A couple paused next to her to take a selfie with the arch in the background, chattering away in Spanish. One wore a red T-shirt, the other a white one, and both wore jeans and espadrilles. Sunlight glinted off their sunglasses as they bounced their heads back and forth, trying to find the right angle for their shot. Some people’s problems were easy.
She hurried toward the southeast corner of the park. Her destination was a few blocks outside the park: a tall, brick and glass building known as Warren Weaver Hall. It was part of the Courant Institute, and she had an appointment with Professor Patel. She hadn’t been able to reach the other one yet.
The closer she got to the building, the older she felt. Even though it was summer, kids who seemed like they should still be in high school wandered around. She passed a group of girls who looked younger than Lucy, standing in a circle, all stabbing away at their cell phones with their thumbs and not talking.

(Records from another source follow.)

PR #505, opened 2026-06-10
[dbtool] Backup/Restore perf improvements

Yaraslaut:
some perf numbers for the `MS SQL`
```
  Backup

  ┌──────┬────────┬────────┬─────────┐
  │ jobs │ master │ branch │ speedup │
  ├──────┼────────┼────────┼─────────┤
  │ 1    │ 2.11 s │ 1.74 s │ 1.22×   │
  ├──────┼────────┼────────┼─────────┤
  │ 2    │ 2.11 s │ 0.97 s │ 2.17×   │
  ├──────┼────────┼────────┼─────────┤
  │ 4    │ 2.11 s │ 0.60 s │ 3.50×   │
  ├──────┼────────┼────────┼─────────┤
  │ 8    │ 2.09 s │ 0.48 s │ 4.35×   │
  └──────┴────────┴────────┴─────────┘

  Restore

  ┌──────┬────────┬────────┬─────────┐
  │ jobs │ master │ branch │ speedup │
  ├──────┼────────┼────────┼─────────┤
  │ 1    │ 6.77 s │ 6.80 s │ 0.99×   │
  ├──────┼────────┼────────┼─────────┤
  │ 4    │ 6.69 s │ 3.77 s │ 1.77×   │
  ├──────┼────────┼────────┼─────────┤
  │ 8    │ 6.84 s │ 2.21 s │ 3.10×   │
  └──────┴────────┴────────┴─────────┘


```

She stopped in front of the building and texted Professor Patel. He was supposed to be in the library, working, while he waited to hear from her. She sensed that he was used to students coming late for meetings.
But he appeared immediately, walking quickly toward her across the grass.
“Professor Patel?” she asked. “I’m Vivian Torres, we met at Mr. Tesla’s funeral and spoke on the phone.”
“Of course you are.” He led her into the building, down a hall, and into an empty classroom. Rows of desks faced a chalkboard and table at the front of the room. It reminded Vivian of high school.
He pulled one desk to face another and gestured to it. “We can talk here.”
She sat across from him, although she preferred standing. “Professor Patel, I know this is an unusual circumstance.”
His dark eyes narrowed. “It most certainly is. Two colleagues dead within such a short time. Nothing suspicious, of course, but still unexpected.”
“Two?”
“Professor Egger, of course. You met him at the funeral. Bald man, with a beard.”
And a yellow bow tie. That explained why she hadn’t been able to reach him, and it made things a lot more worrisome. “Professor Egger is dead?”
“Overdose, rumor has it. Last night. Found this morning by his cleaning woman.”
“Why do they think it was an overdose?”
“He had a heavy load to carry since his wife died. He never got over it, you see.” Patel’s voice quivered slightly.
“Do
you
think he overdosed?”
“That is a matter for the police.” Professor Patel tilted his head to the side. “I thought that might be why you wanted to meet this morning, but it’s not.”
“Was he the type of person who would overdose?”
“The type of person who was taking sleeping pills? Yes. The type of person who also drank more than he should sometimes? Yes. The type of person who was also depressed and at risk? Yes.” He patted the top of his desk with one finger. “That does not mean that he intended to die.”